PR #3438, opened 2025-04-20
fix: remediate null topic id forum-topic.show route crashes

wescopeland:
Resolves a few cases where pages will crash because topic ID is nullable. This seems to only be an issue in Filament, as far as I can tell.


app/Filament/Resources/EventResource.php
```diff
@@ -70,7 +70,7 @@ public static function infolist(Infolist $infolist): Infolist
 
                         Infolists\Components\TextEntry::make('legacyGame.forumTopic.id')
                             ->label('Forum Topic ID')
-                            ->url(fn (?int $state) => route('forum-topic.show', ['topic' => $state]))
+                            ->url(fn (?int $state) => $state ? route('forum-topic.show', ['topic' => $state]) : null)
```
Jamiras, line 73: recommend adding `->placeholder('none')` to mimic behavior on hubs:
image

wescopeland: Updated both infolists in latest to use the "none" placeholder.

Jamiras (approved):

PR #3442, opened 2025-04-21
feat(AchievementsListItem): display points for game achievements

wescopeland:
Achievements in games should now display their point totals:

Screenshot 2025-04-21 at 11 28 13 AM


resources/js/common/components/AchievementsListItem/AchievementsListItem.tsx
```diff
@@ -71,19 +70,29 @@ export const AchievementsListItem: FC<AchievementsListItemProps> = ({
...
+                    }}
+                  />
+                ) : null}
+              </span>
+
+              {/* Points */}
+              {achievement.points && achievement.pointsWeighted ? (
+                <span className="inline-flex gap-1 text-[12px]">
+                  <span>{`(${achievement.points})`}</span>
+                  <WeightedPointsContainer>{`(${achievement.pointsWeighted})`}</WeightedPointsContainer>
```
Jamiras, line 94: Commas have been lost.

Old:
image

New:
image

resources/js/common/components/AchievementsListItem/AchievementsListItem.tsx
```diff
@@ -71,19 +70,29 @@ export const AchievementsListItem: FC<AchievementsListItemProps> = ({
...
+                    components={{
+                      1: <span />,
+                      2: <AchievementGameTitle game={game} />,
+                    }}
+                  />
+                ) : null}
+              </span>
+
+              {/* Points */}
+              {achievement.points && achievement.pointsWeighted ? (
```
Jamiras, line 91: Event achievements are never showing points. We should probably show points (but not pointsWeighted) for event achievements worth more than 1 point.

resources/js/common/components/AchievementsListItem/AchievementsListItem.tsx
wescopeland: Fixed in latest.

resources/js/common/components/AchievementsListItem/AchievementsListItem.tsx
wescopeland: In latest, I've extracted the points display logic to a new child component: `<AchievementPoints />`.

This should now be satisfied by the following conditional within the component:
```tsx
if (!points || (isEvent && points === 1)) {
  return null;
}
```

Jamiras (approved):

PR #3461, opened 2025-04-25
feat: redesign FullPaginator

wescopeland:
This PR makes some subtle adjustments to the FullPaginator component's design, with the intention of solving a minor UX annoyance the component currently has.

**Before**
Screenshot 2025-04-25 at 7 39 14 PM

**After**
Screenshot 2025-04-25 at 7 39 27 PM

Previously, the buttons would conditionally render based on the user's current page. Now all the buttons render regardless of the page, with buttons being conditionally enabled/disabled.

With this change, the paginator doesn't subtly shift its layout while the user iterates through pages.


Lamwaunga:
A suggestion: is it possible to somehow keep the number of total page visible at a glance?

It allows users to have a clear expectation before start navigating / clicking the drop down button. I'm not sure how to fit that in the new  design but removing it does mean less information compared to the current design.

wescopeland:
Sure. I've re-added that span element in latest with a subdued text color:

Screenshot 2025-04-26 at 8 37 14 AM

Jamiras (commented):
Shouldn't this have the same style/replace the paginator on the game page lists?
image

wescopeland:
The controls are doing wildly different things - one uses anchor tags with client-side routing, another uses buttons which kick off prefetches and scroll events. It'll be fewer headaches to keep them as separate components.

I've updated `<DataTablePagination />` to mirror the new styles and icons though:
Screenshot 2025-04-29 at 4 28 43 PM

Jamiras:
I see the new icons on the old pages, but the overall styles still differ.

Messages/Forums/Top Achievers page:
image

NES Games page:
image

wescopeland:
I've made this update in latest:

Screenshot 2025-04-30 at 5 19 04 PM

This is about as close as it's realistically going to get without needing to trigger a retranslation of these strings if we apply additional styles.

Jamiras (approved):
Thanks for working through this. I didn't mean to make it such a big deal, I was just pointing out the inconsistency between the two pages.

wescopeland:
No worries at all @Jamiras. I appreciate your feedback; it always pushes me to meet a higher quality bar.

PR #3464, opened 2025-04-26
fix(forums): generate topic meta descriptions on the back-end

wescopeland:
This PR shifts the responsibility of generating SEO/embed descriptions for forum topic pages from Node.js to Laravel. By doing this, we can leverage `Shortcode::stripAndClamp()` so our SEO descriptions aren't littered with raw shortcodes (especially for events).


Jamiras (approved):
> especially for events

I found it easier to test with official forum topics.

PR #70, opened 2015-05-18
Get tests working on windows

cpsievert:


cpsievert:
@kferris10 let me know if you get this working on Windows and then I'll merge

kferris10:
It doesn't stop with an error anymore!

The only thing that happens is I get a bunch of warnings saying that 

    Warning messages:
    1: In file(con, "r") :
      cannot open file 'C:/Users/chessa015/Documents/packages/animint/tests/testthat/pids.txt': No such file or directory
    2: closing unused connection 5 (C:/Users/chessa015/Documents/packages/animint/tests/testthat/pids.txt) 

`tests_init("firefox")` also works.  The browser opens and I don't get an error saying failed to connect anymore!

cpsievert:
Great! Have you been able to do `test_run()` successfully?

cpsievert:
I suppose we could _really_ make sure tests are working on Windows with this, but that might be overkill... https://github.com/krlmlr/r-appveyor

kferris10:
I think it's working.  The testing starts up, and most of the tests work fine

    > tests_run()
    aesthetics : List of 1
     $ showSelected: symbol foo
    .
    animation : ...
    One character value : ......

But when I get down to `geom_widerect`

    geom_widerect : 8...............

    1. Failure(@test-facet-lines.R#62): a <path> is rendered for every country ------
    length(node.set) not equal to nrow(countries)
    Mean relative difference: 1

    2. Failure(@test-interactive-facets.R#91): red lines are only drawn in panel 2 --
    length(PANEL2lines) not equal to 6
    Mean relative difference: 1

    3. Failure(@test-interactivity.R#172): default is 2 <path> and <text> elements --
    length(nodes) not equal to 2
    Mean relative difference: 1

    4. Failure(@test-interactivity.R#174): default is 2 <path> and <text> elements --
    length(nodes) not equal to 2
    Mean relative difference: 1

    5. Failure(@test-tooltip.R#65): aes(clickSelects) means show 'variable value' ---
    tooltips does not match 'country'. Actual value: ""

    6. Failure(@test-tooltip.R#72): aes(tooltip) means show tooltip -----------------
    tooltips does not match 'not NA'. Actual value: ""

    7. Failure(@test-tooltip.R#78): aes() means show no tooltip ---------------------
    length(rect.nodes) not equal to 1
    Mean relative difference: 1

    8. Failure(@test-widerect.R#74): widerect renders a <rect> for every year -------
    length(node.set) not equal to nrow(years)
    Mean relative difference: 1

     Error: Test failures 

Does this mean that `tests_run()` is working and that there's just a problem in `geom_widerect()` somewhere?

cpsievert:
Bummer, looks like widerect is the _eighth_ error :(

Is this happening with phantomjs or firefox?

I know you mentioned you _could_ run a linux box, so that end up being the better option...

cpsievert:
Actually, if you're up to the task, it'd be great if you could identify _why_ those errors are occurring (and I'm happy to offer advice for debugging tests, but it'll be hard to offer much more help if I can't access your machine)

cc @tdhock

tdhock:
here are a couple of ideas which may or may not help resolve your testing problems:

can you manually execute the code in the tests that are failing using firefox? and then visually check to see if the plots are rendering correctly?

or if the remote-controlled browser is not working, try substituting `animint2dir` for `animint2HTML` then and manually/visually check?

this may help determine if the problem is the browser you are using or if it is the RSelenium remote controller.

more generally perhaps we should ask ourselves if it is worth the effort to support testing on windows? On the one hand I think our linux-based testing infrastructure is quite adequate and I would rather spend development time on implementing new features. On the other hand, if it is not too much effort it would be nice to know that animint works on windows.

kferris10:
So this is interesting, when running `tests_init()` I don't get the same errors every time.  I've gotten as few as 8 and as many as 20.  However, when running `tests_init("firefox")`, I've only gotten one error.

    1. Failure(@test-shiny.R#37): animint plot renders in an interactive document ---
    length(circles) >= 1 isn't true

I figured I'd post this and see what you guys thought before looking into it more closely myself.

Minor note, `tests_init()` works if I am not connected to Wifi, but `tests_init("firefox")` does not

    > tests_init("firefox")
    Undefined error in RCurl call.
    Starting selenium binary. To shut it down, run: 
    remDr$closeWindow() 
    remDr$closeServer()
    No such file or directoryfailed to load external entity "http://selenium-release.storage.googleapis.com"

cpsievert:
That's great news that tests are basically working on Firefox! 

(I've had some problems with that shiny test too, but it passes on Travis and Wercker, so :see_no_evil:). 

BTW, what version of phantomjs are you using?

@tdhock I think we should merge this. Is that cool with you?

tdhock:
+1 go ahead and merge it when you like.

-*-*-

- [Exercise brief]
Reproduce exactly the lines of the records above from the one with "The only thing" to the one with "geom_widerect : 8...............", both included, and leave out everything else.

- [Answer area]
The only thing that happens is I get a bunch of warnings saying that 

    Warning messages:
    1: In file(con, "r") :
      cannot open file 'C:/Users/chessa015/Documents/packages/animint/tests/testthat/pids.txt': No such file or directory
    2: closing unused connection 5 (C:/Users/chessa015/Documents/packages/animint/tests/testthat/pids.txt) 

`tests_init("firefox")` also works.  The browser opens and I don't get an error saying failed to connect anymore!

cpsievert:
Great! Have you been able to do `test_run()` successfully?

cpsievert:
I suppose we could _really_ make sure tests are working on Windows with this, but that might be overkill... https://github.com/krlmlr/r-appveyor

kferris10:
I think it's working.  The testing starts up, and most of the tests work fine

    > tests_run()
    aesthetics : List of 1
     $ showSelected: symbol foo
    .
    animation : ...
    One character value : ......

But when I get down to `geom_widerect`

    geom_widerect : 8...............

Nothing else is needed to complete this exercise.